Oil prices were on track for their biggest weekly gain since late August, with market sentiment buoyed by easing concerns over the Omicron coronavirus variant’s impact on global economic growth and fuel demand.
Brent and WTI benchmarks were both on course for gains of about 8% this week, their first weekly gain in seven weeks, even after a brief bout of profit-taking.
Brent crude futures were up $0.99, or 1.3%, at $75.41 a barrel by 1351 GMT after falling 1.9% on Thursday.
US West Texas Intermediate (WTI) crude futures rose $1.08, or 1.5%, to $72.02 after sliding 2% in a volatile session the previous day.
US consumer prices rose further in November to produce the largest year-on-year rise since 1982, government data showed on Friday, adding to bullish sentiment on oil demand.

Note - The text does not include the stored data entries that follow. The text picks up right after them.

PR #611, opened 2020-05-20
Remove hardcoded EP names in CLI

erik-shopify:

Corresponds to [this issue](https://github.com/Shopify/script-service/issues/1187)

Replaces hardcoded EP names for `discount` and `unit_limit_per_order` in the UI messages shown to the user.

**Original:**
Screen Shot 2020-05-20 at 12 20 20 PM
and
Screen Shot 2020-05-20 at 12 19 42 PM

**New:**
Screen Shot 2020-05-20 at 12 18 08 PM
and
Screen Shot 2020-05-20 at 12 17 21 PM

### DIFF
--- a/lib/project_types/script/commands/create.rb
+++ b/lib/project_types/script/commands/create.rb
@@ -30,7 +30,7 @@ module Script
       end
 
       def self.help
-        allowed_values = Script::Layers::Application::ExtensionPoints.types.map {|type| "{{cyan:#{type}}}"}
+        allowed_values = Script::Layers::Application::ExtensionPoints.types.map { |type| "{{cyan:#{type}}}" }
         ShopifyCli::Context.message('script.create.help', ShopifyCli::TOOL_NAME, allowed_values.join(', '))
       end
     end
--- a/lib/project_types/script/commands/create.rb
+++ b/lib/project_types/script/commands/create.rb
@@ -30,8 +30,8 @@ module Script
       end
 
       def self.help
-        allowed_values = "{{cyan:discount}} and {{cyan:unit_limit_per_order}}"
-        ShopifyCli::Context.message('script.create.help', ShopifyCli::TOOL_NAME, allowed_values)
+        allowed_values = Script::Layers::Application::ExtensionPoints.types.map {|type| "{{cyan:#{type}}}"}
+        ShopifyCli::Context.message('script.create.help', ShopifyCli::TOOL_NAME, allowed_values.join(', '))
       end
     end
   end
--- a/lib/project_types/script/ui/error_handler.rb
+++ b/lib/project_types/script/ui/error_handler.rb
@@ -70,7 +70,8 @@ module Script
         when Layers::Domain::Errors::InvalidExtensionPointError
           {
             cause_of_error: ShopifyCli::Context.message('script.error.invalid_extension_cause', e.type),
-            help_suggestion: ShopifyCli::Context.message('script.error.invalid_extension_help'),
+            help_suggestion: ShopifyCli::Context.message('script.error.invalid_extension_help',
+             Script::Layers::Application::ExtensionPoints.types.join(', ')),
           }
         when Layers::Domain::Errors::ScriptNotFoundError
           {
--- a/lib/project_types/script/ui/error_handler.rb
+++ b/lib/project_types/script/ui/error_handler.rb
@@ -70,8 +70,10 @@ module Script
         when Layers::Domain::Errors::InvalidExtensionPointError
           {
             cause_of_error: ShopifyCli::Context.message('script.error.invalid_extension_cause', e.type),
-            help_suggestion: ShopifyCli::Context.message('script.error.invalid_extension_help',
-             Script::Layers::Application::ExtensionPoints.types.join(', ')),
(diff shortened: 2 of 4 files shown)


lib/project_types/script/commands/create.rb
```diff
@@ -30,8 +30,8 @@ def call(args, _name)
       end
 
       def self.help
-        allowed_values = "{{cyan:discount}} and {{cyan:unit_limit_per_order}}"
-        ShopifyCli::Context.message('script.create.help', ShopifyCli::TOOL_NAME, allowed_values)
+        allowed_values = Script::Layers::Application::ExtensionPoints.types.map { |type| "{{cyan:#{type}}}" }
```
jacobsteves, line 33: I'd probably add a simple test expecting this to be called (like `Script::Layers::Application::ExtensionPoints.expects(:types).returns(%w(ep1 ep2))`). And maybe ensure the `Context.message` method is called with the properly formatted values. What do you think?

erik-shopify: That sounds good, I will start that right away!

lib/project_types/script/commands/create.rb
```diff
@@ -30,8 +30,8 @@ def call(args, _name)
...
+        ShopifyCli::Context.message('script.create.help', ShopifyCli::TOOL_NAME, allowed_values.join(', '))
```
ErinRenNumber1, line 34: Did we do it this way just so we don't have the `,` in `cyan`?  It's ok in this case, but just an FYI, if you ever feel the code's complexity doesn't justifies the UX design, we should question it with the designer.  But, here something this minor is perfectly ok.

Looking at the output, changing from "discount and unit-limit-per-order" to "discount, unit-limit-per-order, payment-filter" looks ok, but I don't think this is scalable once we have more EPs.  For the next preview, we could possibly have a LOT more EPs (hoping to be like 8).  Maybe this is a question for @PhilMcClelland and @abater1970 (is this Annette Bater?) to see the best way to tell the user of all the possible values.  I can think of the following:
1. Don't display the list here at all in error message, because we prompt for the EP, and thus the user already has a way of seeing all the valid EPs.
2. Tell them to refer to the file: `extension_points.yml` for all the valid EPs.

WDYT?  Any other better ways of displaying this?

jacobsteves: (Just to budge in after our meeting earlier) I think the best bet would be to just link to the documentation of available EP types, once that documentation becomes available. But since we have a small number of EPs right now and docs don't exist yet, maybe it's fine to keep Erik's implementation for now.

ErinRenNumber1: Sure, let's just keep it as is, and @erik-shopify let's open another ticket to track the future work.  Thanks!

lib/project_types/script/ui/error_handler.rb
```diff
@@ -70,7 +70,8 @@ def self.error_messages(e)
         when Layers::Domain::Errors::InvalidExtensionPointError
           {
             cause_of_error: ShopifyCli::Context.message('script.error.invalid_extension_cause', e.type),
-            help_suggestion: ShopifyCli::Context.message('script.error.invalid_extension_help'),
+            help_suggestion: ShopifyCli::Context.message('script.error.invalid_extension_help',
+             Script::Layers::Application::ExtensionPoints.types.join(', ')),
```
jacobsteves, line 74: Nitpick: Stylistically we usually put each arg on its own line as its a bit easier to read when things get busy. Our [ruby style guide](https://github.com/Shopify/ruby-style-guide) is pretty useful to see all the style nuances if you haven't read that yet

eg.

```ruby
ShopifyCli::Context.message(
  'script.error.invalid_extension_help',
  Script::Layers::Application::ExtensionPoints.types.join(', ')
)
```

test/project_types/script/commands/create_test.rb
```diff
@@ -38,6 +38,13 @@ def test_can_create_new_script
         perform_command
       end
 
+      def test_help
+        Script::Layers::Application::ExtensionPoints.expects(:types).returns(%w(ep1 ep2))
+        ShopifyCli::Context.expects(:message).with('script.create.help', ShopifyCli::TOOL_NAME,
+           '{{cyan:ep1}}, {{cyan:ep2}}')
```
jacobsteves, line 44: Nitpick: Same as my above comment. Another thing we can do instead is put chained method calls on different lines. Whichever you prefer!

eg. 
```ruby
ShopifyCli::Context
  .expects(:message)
  .with('script.create.help', ShopifyCli::TOOL_NAME,' {{cyan:ep1}}, {{cyan:ep2}}')
```

ErinRenNumber1:
Although I am happy with the code changes, I am going to nit-pic on the git commit.  Please refer to https://github.com/Shopify/flow/wiki/Heart-of-Flow-Team-Practices, specifically the section on https://github.com/Shopify/flow/wiki/Heart-of-Flow-Team-Practices#commit-message and https://github.com/Shopify/flow/wiki/Heart-of-Flow-Team-Practices#pr.  Basically, make sure:
1. your commit message properly describe what the changes are for
2. squash different commit into 1 for this PR

PR #617, opened 2020-05-25
Renaming app_type to project_type in config file

### LINKED ISSUE #603: Change shopify-cli.yml app_type to project type
Currently we persist the project type within the shopify-cli.yml as `app_type` because of legacy reasons. We should start persisting `project_type` and read both to support backward compatibility.

paulomarg:

Fixes #603 

The configuration files for projects created by the CLI previously used the `app_type` keyword, which is no longer always accurate as we can have `script` projects. The keyword was changed to `project_type` so it is semantically better.

Start saving the project type under `project_type` in the configuration YAML file instead of `app_type`. When reading the project type, `app_type` is still considered valid to not break pre-existing projects, and is used as a fallback.


lib/shopify-cli/project.rb
```diff
@@ -55,10 +55,11 @@ def has_current?
       #
       # #### Example
       #
-      #   type = ShopifyCli::Project.current_app_type
+      #   type = ShopifyCli::Project.current_project_type
       #
       def current_project_type
         return unless has_current?
+        return current.config['project_type'].to_sym if current.config.key?('project_type')
         current.config['app_type'].to_sym
```
paulomarg, line 63: Agreed, we are *writing* only `project_type` from now on, but *reading* `project_type` first and falling back to `app_type`, as per this method.

mkevinosullivan: Right, I re-read this afterwards, so this works!!

I wonder if it would be better to filter this on the input, such that there's never going to be an `app_type` key stored, i.e., if after reading the yaml file results in an `app_type` key, copy the value to `project_type` and delete the `app_type` key.

That way, it's obvious in the rest of the code that the expected, _proper_ way is `project_type`.

paulomarg: That's a valid point. We probably won't re-write the configuration once we read it, but if we ever do we'll get the added bonus of fixing up the configuration.

I'll change this so we replace app_type with project_type when we actually load the configs from the YAML file, rather than when we check the project type.

PR #1579, opened 2021-09-27
Delete Rust Scripts SDK

jbourassa:

We experimented with Rust as a language for writing scripts, but decided not to keep it and instead focus our energies on js/ts for the time being. The PR removes the Rust SDK, essentially cleaning up dead code.

The code relied on the fact that Rust SDK existed to test the beta SDK feature. I did not want to remove the beta SDK feature because I think it might come in handy as we experiment in the future. Instead, I refactored and removed the need for classes in `Scripts::Layers::Domain` to know about languages (see commit 1 and 2), which made the removal of Rust-related classes easy in commit 3.

The most significant & controversial change is that, in `extension_points.yml`, the SDKs are now nested under a `sdks` key, and the code that parses the Yaml creates a `ExtensionPointSDK` for each SDK entry.

Note that Rust is still referenced from many tests given they setup the mocked data for it. I think this is fine.

---

This PR is best reviewed commit by commit.

### Update checklist

- I have not written a changelog because Rust SDK was never made public and was behind a flag.
- I've left the version number as is


jbourassa:
We can let this PR sit until `sparse-checkout-bootstrap-for-as` (the base branch) is merged, so the sparse checkout branch remains focused.

lib/project_types/script/config/extension_points.yml
```diff
@@ -1,52 +1,44 @@
 discount:
   deprecated: true
-  assemblyscript:
-    package: "@shopify/extension-point-as-discount"
-    sdk-version: "^9.0.0"
-    toolchain-version: "^5.0.0"
+  sdks:
```
jacobsteves, line 3: Re our big long slack thread earlier, should this still be `sdks`?  🤷

jacobsteves: sounds good to me!

> maybe librairies would be a better fit

I agree with that

jacobsteves (approved):

PR #1592, opened 2021-09-29
Generate and log X-Request-Id headers to assist debugging API failures

catlee:

When we get bug reports from devs about API requests failing, it's often hard to debug the issue since there is nothing logged to the console that would help us find what's going on in the backend.

This PR generates a unique uuid for each request made via the api module. This UUID is used in the `X-Request-Id` header, and is logged to the console when `DEBUG=1` is set in the environment.

### Update checklist


jesalerno84 (approved):
✅

PR #1614, opened 2021-10-06
Add ability to set custom port for ngrok tunnel for all app serve commands

### LINKED ISSUE #1600: No ability to set a custom port for ngrok tunnel for serve commands (except node)
# Issue summary
Similar to #1459: https://github.com/Shopify/shopify-cli/issues/1459, some other serve commands within the CLI do not have a port flag for users to set their ngrok tunnel ports. 

See past PR https://github.com/Shopify/shopify-cli/commit/80114890854e475fcc48f4d60b21858689a05563 for `node serve` fix

## Expected behavior
Users should be able to set their own ngrok tunnel port (other than 8081 default) using a flag. This flag should also appear in the `<command serve> --help `options.

ex. `app node serve --port=5000`

## Actual behavior
No option/flag to set port.

## Specifications

- App type:
- Operating System:
- Shell:
- Ruby version (ruby -v):

molly-yu:

Fixes #1600, while removing code duplication in `app <rails/node/php> serve`. 

Allow users to input the ngrok tunnel port as a flag, as well as restructure some code to extract port and host parsing for `app <node/rails/php> serve` to reduce code redundancy. Using modules, the input flag parsing (ex. --host=HOST) is extracted into the module (ex. CommandServeOptions) for all app serve commands. 

In addition, unit tests are updated to account for cases of invalid input.

Default port for php apps is set to 8081 instead of 3000 for consistency.

### Update checklist

### DIFF
--- a/CHANGELOG.md
+++ b/CHANGELOG.md
@@ -8,6 +8,7 @@ From version 2.6.0, the sections in this file adhere to the [keep a changelog](h
 ### Added
 * [#1542](https://github.com/Shopify/shopify-cli/pull/1542): Add option theme serve --poll to force polling when watching files
 * [#1635](https://github.com/Shopify/shopify-cli/pull/1635): Command to enable or disable anonymous usage and error reporting.
+* [#1614](https://github.com/Shopify/shopify-cli/pull/1614): Add ability to set custom ngrok port for all app serve commands.
 ### Removed
 
 ### Changed


test/project_types/node/commands/serve_test.rb
```diff
@@ -76,6 +55,27 @@ def test_update_env_with_host
...
+            "HOST" => "garbage://example.com",
+            "PORT" => "8081",
+          }
+        ).never
+
+        assert_raises ShopifyCLI::Abort do
+          run_cmd("app node serve --host=#{invalid_host}")
+        end
+      end
+
```
molly-yu, line 78: I updated the invalid host unit test to take in the invalid host url directly from the command instead of setting `Tunnel.start` (ngrok) since `Tunnel.start` would likely always return a valid host url. This allows the tests to pass with the new changes. @pepibumur @paulomarg

test/project_types/php/commands/serve_test.rb
```diff
@@ -104,17 +113,56 @@ def test_server_command_with_invalid_host_url
...
+          "\n" +
+          @context.message("php.serve.open_info", "https://example.com/login?shop=my-test-shop.myshopify.com") +
+          "\n"
+        )
+
+        run_cmd("app php serve --port=5000")
+      end
+
+      def test_server_command_when_invalid_port_passed
+        invalid_port = "NOT_PORT"
```
molly-yu, line 154: I updated the invalid host unit test to take in the invalid host url directly from the command instead of setting Tunnel.start (ngrok) since Tunnel.start would likely always return a valid host url. This allows the tests to pass with the new changes. @pepibumur @paulomarg

lib/shopify_cli/messages/messages.rb
```diff
@@ -15,6 +15,12 @@ module Messages
       },
       core: {
         app: {
+          serve: {
+            error: {
+              invalid_port: "%s is not a valid port.",
```
pepibumur, line 20: @MeredithCastile you might want to review this one

test/project_types/php/commands/serve_test.rb
pepibumur: That's much better. Thanks for changing that @molly-yu

pepibumur (approved):
Solid work @molly-yu. Slowly achieving consistency across our commands 🚀

molly-yu:
Thanks for the feedback, Meredith!

> I'm looking at this error message: `%s is not a valid port.` It feels like a bit of a brick wall at the moment.
> 
> A good error message has 2–3 parts:
> 
> 1. State the problem
> 2. Explain the cause (if details would help)
> 3. Suggest a course of action
> 
> To craft that message, I'd have to understand:
> 
> * when this error occurs
The error occurs when the user enters an invalid port (ie. the port they entered is not a positive integer). 
ex. `app node serve --port=30c`
> * what people should do to recover
They should re-run the command with a valid port number (positive number).
> 
> @molly-yu, @pepibumur

PR #1625, opened 2021-10-07
do not include renderer_version with checkout configs

cecyc:

Multiple versions of a renderer package cause conflicts when running `shopify extension push`.
Checkout extensions do not need the `renderer_version`, so we will not include it in the config.

* Adding a boolean value to `Argo.config` (defaults to true), which the specification handler can override to include / not include the `renderer_version`

### Update checklist

### DIFF
--- a/.github/PULL_REQUEST_TEMPLATE.md
+++ b/.github/PULL_REQUEST_TEMPLATE.md
@@ -21,12 +21,17 @@ Fixes #0000 <!-- link to issue if one exists -->
   Before / after screenshots appreciated for UI changes.
 -->
 
-### Update checklist
+### Post-release steps
+
 <!--
-  Ideally, CHANGELOG entries should be in the format
-  `* [#PR](PR URL): Message`. You should consider adding your PR
-  and then making the CHANGELOG update once you know the PR number.
+  If changes require post-release steps, for example merging and publishing some documentation changes,
+  specify it in this section and add the label "includes-post-release-steps".
+  If it doesn't, feel free to remove this section.
 -->
+
+### Update checklist
+
 - [ ] I've added a CHANGELOG entry for this PR (if the change is public-facing)
 - [ ] I've considered possible cross-platform impacts (Mac, Linux, Windows).
 - [ ] I've left the version number as is (we'll handle incrementing this when releasing).
+- [ ] I've included any post-release steps in the section above.
--- a/CHANGELOG.md
+++ b/CHANGELOG.md
@@ -1,25 +1,28 @@
-Unreleased
-------
-* [#1542](https://github.com/Shopify/shopify-cli/pull/1542): Add option theme serve --poll to force polling when watching files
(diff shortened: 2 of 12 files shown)


lib/project_types/extension/models/specification_handlers/checkout_post_purchase.rb
```diff
@@ -6,12 +6,12 @@ module Models
     module SpecificationHandlers
       class CheckoutPostPurchase < Default
         PERMITTED_CONFIG_KEYS = [:metafields]
-        RENDERER_PACKAGE_NAME = "@shopify/post-purchase-ui-extensions"
+        RENDERER_PACKAGE_NAME = "@shopify/post-purchase-ui-extensionss"
```
vividviolet, line 9: I think this was accidentally changed

vividviolet (commented):
Code looks good aside from the accidental change

lib/project_types/extension/features/argo.rb
```diff
@@ -23,17 +23,23 @@ def create(directory_name, identifier, context)
...
         if js_system.package_manager == "yarn"
           run_yarn_install(context, js_system)
           run_yarn_run_script(context, js_system)
         end
         filepath = File.join(context.root, SCRIPT_PATH)
         context.abort(context.message("features.argo.missing_file_error")) unless File.exist?(filepath)
+
+        renderer_version = nil
+        if include_renderer_version
+          renderer_version = renderer_package(context).version
```
joeyfreund, line 37: [Doesn't need to be addressed in this PR]

I noticed that we're calling `ShopifyCLI::JsSystem.new(ctx: context)` (once at the beginning of this method, and then again at the beginning of the `renderer_package` method).
Is there a performance hit associated with it? If so, should we change the `renderer_package` method to take `js_system` as an argument (instead of `context`)?

lib/project_types/extension/features/argo.rb
```diff
@@ -23,17 +23,23 @@ def create(directory_name, identifier, context)
         Features::ArgoSetup.new(git_template: git_template).call(directory_name, identifier, context)
       end
 
-      def config(context)
+      def config(context, include_renderer_version = true)
```
joeyfreund, line 26: What exactly is `context`? Does it make sense for the `include_renderer_version` flag to be a part of the context?

joeyfreund (commented):
I left a few comments and questions.
I will have to 🎩  this tomorrow

lib/project_types/extension/models/specification_handlers/checkout_post_purchase.rb
cecyc: oh I did that intentionally to tophat an error case 😅

lib/project_types/extension/features/argo.rb
joeyfreund: 👍 Thanks for the clarification.

PR #1626, opened 2021-10-07
[Scripts] Remove legacy binary filename check

andrewhassan:
During the E2E testing today, I encountered a strange bug where subsequent script pushes weren't being reflected. After some debugging, I found that the CLI was pushing the old binary on subsequent pushes. This was happening because of some legacy fallback behaviour, which I've described in the related issue.

There are two components to this fix:
1. The `build` command in `package.json` should always output to `script.wasm`, which is what it was pre-sparse checkout. This stops us from running into this issue for newly created scripts now.
2. The CLI should be updated to drop the legacy fallback logic. This fallback was introduced ~5 months ago, so it should be safe to drop.

Related issue: https://github.com/Shopify/script-service/issues/3804

This PR addresses point (2) listed above; it removes support for legacy script binary file paths.

### Update checklist

- [ ] ~I've considered possible cross-platform impacts (Mac, Linux, Windows).~
- [ ] ~I've included any post-release steps in the section above.~

### DIFF
--- a/test/project_types/script/layers/infrastructure/languages/assemblyscript_task_runner_test.rb
+++ b/test/project_types/script/layers/infrastructure/languages/assemblyscript_task_runner_test.rb
@@ -57,22 +57,27 @@ describe Script::Layers::Infrastructure::Languages::AssemblyScriptTaskRunner do
       assert_raises(Script::Layers::Infrastructure::Errors::WebAssemblyBinaryNotFoundError) { subject }
     end
 
-    it "triggers the compilation process if script.wasm exists" do
-      wasm = "some compiled code"
-      wasmfile = "build/script.wasm"
-      ctx.write("package.json", JSON.generate(package_json))
-      ctx.mkdir_p(File.dirname(wasmfile))
-      ctx.write(wasmfile, wasm)
+    describe "when script.wasm exists"  do
+      let(:wasm) { "some compiled code" }
+      let(:wasmfile) { "build/script.wasm" }
 
-      ctx
-        .expects(:capture2e)
-        .with("npm run build")
-        .once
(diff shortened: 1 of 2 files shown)


lib/project_types/script/layers/infrastructure/languages/assemblyscript_task_runner.rb
```diff
@@ -80,13 +80,10 @@ def check_compilation_dependencies!
           end
 
           def bytecode
-            legacy_filename = format(BYTECODE_FILE, name: script_name)
             filename = format(BYTECODE_FILE, name: "script")
 
             bytecode_file = if ctx.file_exist?(filename)
```
jacobsteves, line 85: we could probably clean up this logic a bit now too, rather than conditionally setting this variable 

```ruby
raise Errors::WebAssemblyBinaryNotFoundError unless ctx.file_exist?(filename)
contents = ctx.binread(filename)
# rest of method ...
```

andrewhassan:
Yeah that is strange. I guess it comes down to what the expectation of `TaskRunner#build` is. Right now, it returns the binary, but it probably makes sense for it to return a path. In that case, the `PushPackage` would have a `binary_path` instead of `script_content`. The file could be loaded by the path when it's needed.

I also find it kinda weird that we make [this call](https://github.com/Shopify/shopify-cli/commit/015c9b47f3d70ab20ae255e63bfebed14ab6d8ab), which implicitly creates a push package. And then almost immediately after, we try to [get the push package](https://github.com/Shopify/shopify-cli/commit/f4b2691dfba09f9e534238b665dc454aed857a04). It feels like the build service should return an object that we can use.

PR #1633, opened 2021-10-08
Fix a bug due to logic accessing a non-existing @ctx variable

pepicrft:
Fixes: [Bugsnag](https://app.bugsnag.com/shopify/shopify-cli/errors/615f3c665e772b000846054a?filters[event.since]=30d&filters[error.status]=open)

There is a static method that assumes that `@ctx` is defined when it's not. That causes the logic that validates the shop as part of login to abort the execution.

I'm fixing the issue by passing the context as an argument to the static method.

### Update checklist

### DIFF
--- a/CHANGELOG.md
+++ b/CHANGELOG.md
@@ -2,7 +2,7 @@ From version 2.6.0, the sections in this file adhere to the [keep a changelog](h
 ## [Unreleased]
 
 ### Fixed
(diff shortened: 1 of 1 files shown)


macournoyer (approved):
Nice catch!

hannachen (approved):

Earlier in the week, the oil market had recovered about half the losses suffered since the Omicron outbreak on November 25, with prices lifted by early studies suggesting that three doses of Pfizer’s Covid-19 vaccine offers protection against the Omicron variant.
“The oil market has thus rightly priced out the ‘worst-case scenario’ again, but it would be well advised to leave a certain residual risk to oil demand in place,” said Commerzbank analyst Carsten Fritsch.
Keeping a lid on prices is faltering domestic air traffic in China, owing to tighter travel restrictions, and weaker consumer confidence after repeated small outbreaks.
Meanwhile, ratings agency Fitch downgraded property developers China Evergrande Group and Kaisa Group, saying they had defaulted on offshore bonds.
That reinforced fears of a potential slowdown in China’s property sector, as well as the broader economy of the world’s biggest oil importer.
Published in The Express Tribune, December 11th, 2021.